*Task item:*
Scan the material below for "defaults", then return each line that contains it.

*Dataset excerpts:*

PR #383, opened 2026-05-13
Made changes to the python scripts for consistency and accuracy

ayefimov-1:
- Changed user, project and resource variables consisent with loki/prometheus
- Make python script params more consistent
- Fixed python files to handle mutate: NUMBOOL correctly when calculating rating
- Add scenario name to the db push so that will scenario_name will be filter for db pull

Authored-by @ayefimov-1
Assisted-by: Claude

Closes:
[OSPRH-29232](https://redhat.atlassian.net/browse/OSPRH-29232)

### DIFF
--- a/roles/telemetry_chargeback/files/gen_db_summary.py
+++ b/roles/telemetry_chargeback/files/gen_db_summary.py
@@ -118,11 +118,11 @@ def _apply_mutate(qty: float, mutate: str) -> float:
     elif mutate_upper == "FLOOR":
         return math.floor(qty)
     elif mutate_upper == "NUMBOOL":
-        # If qty equals 0, leave it at 0. Else, set it to 1.
-        return 0.0 if qty == 0 else 1.0
+        # If qty near 0, set it at 0. Else, set it to 1.
+        return 0.0 if abs(qty) < 1e-9 else 1.0
     elif mutate_upper == "NOTNUMBOOL":
-        # If qty equals 0, set it to 1. Else, set it to 0.
-        return 1.0 if qty == 0 else 0.0
+        # If qty near 0, set it to 1. Else, set it to 0.
+        return 1.0 if abs(qty) < 1e-9 else 0.0
     else:  # NONE or any unrecognized value
         return qty
 
@@ -175,8 +175,9 @@ def _parse_numeric(value: Any, default: float = 0) -> float:
 
 def aggregate_rates_by_type(
     pairs: list[tuple[str, str]],
-) -> tuple[dict, float]:
-    sums: defaultdict[str, float] = defaultdict(float)
+) -> tuple[dict, float, dict]:
+    rate_sums: defaultdict[str, float] = defaultdict(float)
+    qty_sums: defaultdict[str, float] = defaultdict(float)
     for _, log_str in pairs:
         try:
             entry = json.loads(log_str)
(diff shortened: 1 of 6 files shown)


ayefimov-1:
recheck

ayefimov-1:
recheck

roles/telemetry_chargeback/files/gen_db_summary.py
```diff
@@ -119,7 +119,7 @@ def _apply_mutate(qty: float, mutate: str) -> float:
         return math.floor(qty)
     elif mutate_upper == "NUMBOOL":
         # If qty equals 0, leave it at 0. Else, set it to 1.
-        return 0.0 if qty == 0 else 1.0
+        return 0.0 if abs(qty) < 1e-9 else 1.0
```
danpawlik, line 122: Please change the comment in L121.
From the other side, should we be so precise here?

roles/telemetry_chargeback/files/gen_db_summary.py
```diff
@@ -237,17 +247,35 @@ def build_summary(pairs: list[tuple[str, str]]) -> dict[str, Any]:
         empty = {"nanosec": None, "begin": None, "end": None}
         time_block = {"begin_step": empty.copy(), "end_step": empty.copy()}
 
-    by_types, total_r = aggregate_rates_by_type(pairs)
+    # Get aggregated data by type
+    by_types, total_r, qty_by_types = aggregate_rates_by_type(pairs)
+
+    # Get overall time range for by_type entries
+    begin_time = first.get("start") if pairs else None
```
danpawlik: nit: IMHO `pairs` needs to exists, otherwise there would be multiple issues in this function.
Maybe better would be: 
```
begin_time = first.get("start")
end_time = last.get("end")
```
if there is no start or end, value would be None.

roles/telemetry_chargeback/files/gen_db_summary.py
```diff
@@ -282,11 +336,21 @@ def main() -> None:
     )
     parser.add_argument(
```
danpawlik, line 340: nit: maybe _str_to_bool would not be needed, if `store_true` we will use.
For example: https://opendev.org/openstack/ci-log-processing/src/branch/master/logscraper/logsender.py#L96

then when `--debug` is used without additional parameter, would be simplier

roles/telemetry_chargeback/files/gen_synth_loki_data.py
```diff
@@ -415,8 +453,10 @@ def main():
     )
     parser.add_argument(
         "--debug",
-        action="store_true",
-        help="Enable debug level logging for verbose output."
+        type=_str_to_bool,
```
danpawlik, line 456: same here with debug

roles/telemetry_chargeback/files/gen_db_summary.py
ayefimov-1: Fixed Comment lines.

While testing I have had NUMBOOL cal fail.  So, I added the above. However, I think there is an error in that  NOTNUMBOOL should have similar "tolerance" value.  Added that.  Thx for the catch.  

Fixed in next push.

roles/telemetry_chargeback/files/gen_db_summary.py
ayefimov-1: Fixed in next push

roles/telemetry_chargeback/files/gen_db_summary.py
ayefimov-1: My goal here was to be able to turn on and off the debug for the entire job with only changing one value in the defaults/main.yml file.  The above will only turn it on or off for the script.

roles/telemetry_chargeback/files/gen_synth_loki_data.py
ayefimov-1: This is as intended , one line change in defaults/main.yml will switch both py scripts to true/false. Seems much easier to have one place to change to get the entire role to debug mode.

danpawlik (approved):

lnatapov (approved):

*Result of the exercise:*
ayefimov-1: My goal here was to be able to turn on and off the debug for the entire job with only changing one value in the defaults/main.yml file.  The above will only turn it on or off for the script.
ayefimov-1: This is as intended , one line change in defaults/main.yml will switch both py scripts to true/false. Seems much easier to have one place to change to get the entire role to debug mode.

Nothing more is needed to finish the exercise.